> What to do
Report the number of lines in the data where the word "assumption" appears, and add no other text.

Collected data entries:

PR #8063, opened 2024-12-22
feat(minifier): fold `foo === undefined || foo === null`

sapphi-red:
This PR implements folding `foo === undefined || foo === null` into `foo == null`.

I checked the minified output diff this time, so hoping that there isn't a bug.


crates/oxc_minifier/src/ast_passes/peephole_substitute_alternate_syntax.rs
```diff
@@ -265,6 +276,123 @@ impl<'a, 'b> PeepholeSubstituteAlternateSyntax {
...
 
+    /// Compress `foo === null || foo === undefined` into `foo == null`.
+    ///
+    /// `foo === null || foo === undefined` => `foo == null`
+    /// `foo !== null && foo !== undefined` => `foo != null`
+    ///
+    /// This compression assumes that `document.all` is a normal object.
+    /// If that assumption does not hold, this compression is not allowed.
+    /// - `document.all === null || document.all === undefined` is `false`
+    /// - `document.all == null` is `true`
```
sapphi-red, line 287: terser makes this assumption.
https://github.com/terser/terser#:~:text=document.all%20is%20not%20%3D%3D%20null

PR #8067, opened 2024-12-23
feat(napi/parser): add `crate-type: "lib"`

underfin:
The rolldown need export it to instead of `rollup/parseAst`, ref https://rollupjs.org/javascript-api/#accessing-the-parser


underfin:
@Dunqing Could you publish it to `crate.io`?

underfin:
> @Dunqing Could you publish it to `crate.io`?

cc @Boshen

PR #8126, opened 2024-12-26
chore(ast): use `assert_eq!` instead of `assert!` (`crates/oxc_ast/src/generated/assert_layouts.rs`)

baseballyama:
related to https://github.com/oxc-project/oxc/pull/8124


baseballyama:
This file can not convert to `assert_eq!`.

> Solution
2